I realize that fifty years ago it could be done easier simply due to there wasn't as many things to spend money on, ie. (cable tv, electricity, atv, high speed internet,phone,etc.) People lived a lot simpler lives back then and got by with a lot less. 

HOW MANY ACRES WOULD IT TAKE YOU TO TOTALLY SUPPORT YOUR FAMILY WITH TODAY'S ECONOMY IN MIND?


----------



## topside1 (Sep 23, 2005)

Francis here is my best guess, 120 acres. At least 40 of that would be used as hay fields. I'd run a calf/cow operation and be a local source of hay. Of course this is only a dream, but it's a nice dream....Even with 120 acres I think I'd be hard pressed financally and would have to cut corners and avoid many of todays luxuries.


----------



## agmantoo (May 23, 2003)

Location is everything! In NC I could live off the income from a cow/calf operation that is 200 acres in size. There are agriculture areas in the USA where it would take 1600 acres to match this. PS... the 1600 acres would probably cost less in those arid acres than the 200 in zone 7.


----------



## DaleK (Sep 23, 2004)

What agmantoo said, and also it depends what you do with it. It isn't so much the number of acres, it's a combination of acres and amount of labour and value that makes it work. There are places in North America where a cow and calf need 100 acres to live on.
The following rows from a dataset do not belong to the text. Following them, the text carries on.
Issue #420, opened 2023-02-28
Optional dependencies concidered harmful


kit-ty-kate:
The change in https://github.com/mirage/ocaml-conduit/pull/419 is causing nasty problems at runtime everywhere (users upgrading to tls >= 0.16.0 and trying to run software that previously expected a dependency toward `tls` to be enough for conduit to use/enable tls at all)

In my opinon, implicit/optional dependencies are harmful to any ecosystem all users and should only be used when strictly necessary, as a last resort. In the case of Conduit, I'm not versed in how it is designed but it feels like the following can be done:
- Split `conduit-lwt-unix`'s optional dependencies into 3 new sub-packages (`conduit-lwt-unix-tls`, `conduit-lwt-unix-ssl`, `conduit-lwt-unix-launchd`)
- Add a common semi abstract type in `Conduit_lwt_unix` so this module knows how deal with the TLS/SSL backend chosen
- Add a function returning this new type containing all the necessary endpoint that the backend agnostic `Conduit_lwt_unix` module requires.

avsm:
Before we consider solutions, what's actually gone wrong for our users after #419?  Is it that they now need to do `opam install cohttp-lwt-unix tls-lwt`, whereas previously it was just `opam install cohttp-lwt-unix tls` ?

The original historical reason for supporting both OpenSSL and OCaml TLS in conduit is that the latter wasn't mature enough. But now, the reverse is true: the ssl bindings seem to be less well maintained than OCaml TLS.  I'm tempted to suggest dropping support for the OpenSSL in Conduit -- perhaps we should canvas opinions on this from discuss.ocaml.org.

kit-ty-kate:
> Before we consider solutions, what's actually gone wrong for our users after #419? Is it that they now need to do `opam install cohttp-lwt-unix tls-lwt`, whereas previously it was just `opam install cohttp-lwt-unix tls` ?

yes, or more usually this is already in the chain of dependencies so people don't have to think about it. Similarly `tls.lwt` was almost always present because most people have already `lwt` in their dependencies but since it has been moved to its own library `tls-lwt` (that's a good thing) this breaks (sometime unknowingly) users of this sublibrary. See https://github.com/ocaml/opam-repository/pull/23344#issuecomment-1439945050 for two examples in sihl and current_gitlab, ore more recently in ocurrent https://github.com/ocurrent/ocurrent/pull/414 where CI systems that use it just crashed at runtime because no TLS backend was present anymore.

[...]

PR #431, opened 2024-08-29
Improve error message for missing SSL/TLS support 

### LINKED ISSUE #423: Improve error message `No SSL or TLS support compiled into Conduit`
I've received this error when using cohttp and used a variety of bad solution to work around this error (as described [here](https://discuss.ocaml.org/t/no-ssl-or-tls-support-compiled-into-conduit-with-cohttp-5-3-1-conduit-6-2-1-tls-0-17-4/14423/1)). 
However, the cohttp README.md actually specifes the correct solution: installing tls-lwt or lwt_ssl. 

Would it be possible to improve the error message in conduit to make this more obvious? Or perhaps this is rather an issue in cohttp? Alternatively, some additional instructions in the README of Conduit might also help users.

filipeom:
Closes #423 

I don't know if this is makes sense due to #420. But it could potentially save a google search :sweat_smile:


hannesm:
Thanks for your contribution!

PR #432, opened 2024-08-29
Adapt to tls 1.0.0 API changes

hannesm:


art-w (approved):
Looks good! (I ran into the same breaking change and was about to submit the same fixes so the review was easy ^^)

hannesm:
I rebased on top of the main branch and will wait for CI here.

PR #1800, opened 2023-05-05
fix: regression of outbound pubsub message handling (success/failure callbacks both called regardless of success/failure)

### LINKED ISSUE #1799: Spring Boot 3 changes to PubSubPublishCallback have resulted in failure callback being called when operation was successful
**Describe the bug**
Recent `PubSubPublishCallback` changes results in pub sub outbound message handling calling both the success and failure callbacks, regardless of success or failure. This is confusing and a regression from previous behaviour.

nathanpiper:
Fix #1799.


meltsufin:
@nathanpiper Thanks for the fix. Can you please sign the CLA?

JoeWang1127 (approved):

nathanpiper:
Thanks for reviewing. I just realised my commits have the wrong email address. What’s the best way to fix this? Should I just close this PR, create a new one and reference this one?

JoeWang1127:
I think you can change the email in the commits.

nathanpiper:
Thanks, I have updated it now.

We're providing a full living for 3 "families" (my 65ish parents, my wife and I and 3.9 kids, and one Amish employee, wife and 8 kids) on 1100-1200 acres (roughly, unless I can pick up a bit more by spring) of crops, 85 milk cows, and 250 acres of woodlot.


----------



## DaleK (Sep 23, 2004)

What your friend forgot to mention is that margins have shrunk a lot since the old days. When Grandpa started farming (late 20s) 80% of what he got paid for his crops, milk and animals was profit. When Dad started in 1964 it was down to 50-55%. Now if we can average 5-7% we're doing well.


----------



## donsgal (May 2, 2005)

francismilker said:


> I was wondering on average how many acres people use to hobby farm or homestead on? I realize for some of us, (myself included) we homestead because we enjoy it. While others do it as a sole source of income. Realizing this, I'm convinced that those who do it for a living must be more conscience of cost.
> On the idea of acreage I ask the question about how many you use simply because of a statement made to me by an older retired farmer friend of mine who never worked a job in town. He made his living solely off the farm his entire life. He said to me one day, "people don't utilize the land the way they used to. Fifty years ago, eighty acres could support a family of six."
> 
> I realize that fifty years ago it could be done easier simply due to there wasn't as many things to spend money on, ie. (cable tv, electricity, atv, high speed internet,phone,etc.) People lived a lot simpler lives back then and got by with a lot less.
> ...


We have 26 acres but only two or three are useable. I would say that we probably could get by on that amount if we did not have cows. Personally, I could do without cows and just raise chickens, rabbits and sheep for meat, but I don't know if I could train dh to drink sheep's milk in place of cows'. Otherwise, between a large garden and growing hay and feed for chickens/rabbits/sheep I think we would do ok. 

donsgal


----------



## myersfarm (Dec 24, 2004)

with my dairy heifer operation...I could make money on 40 acres...if I broke downand feed milk replacer I could make money on 4.........but I have 440 acres make my sole money from the farm.....just sold my angus herd so I should have grass every were come spring..........tjm


----------



## ksfarmer (Apr 28, 2007)

agmantoo said:


> Location is everything! In NC I could live off the income from a cow/calf operation that is 200 acres in size. There are agriculture areas in the USA where it would take 1600 acres to match this. PS... the 1600 acres would probably cost less in those arid acres than the 200 in zone 7.


What he said! :cowboy:


----------



## ebook (Sep 19, 2006)

This is an interesting topic and I enjoyed reading all the responses. Hopefully others will chime in as well, because I think this is on the mind of many people!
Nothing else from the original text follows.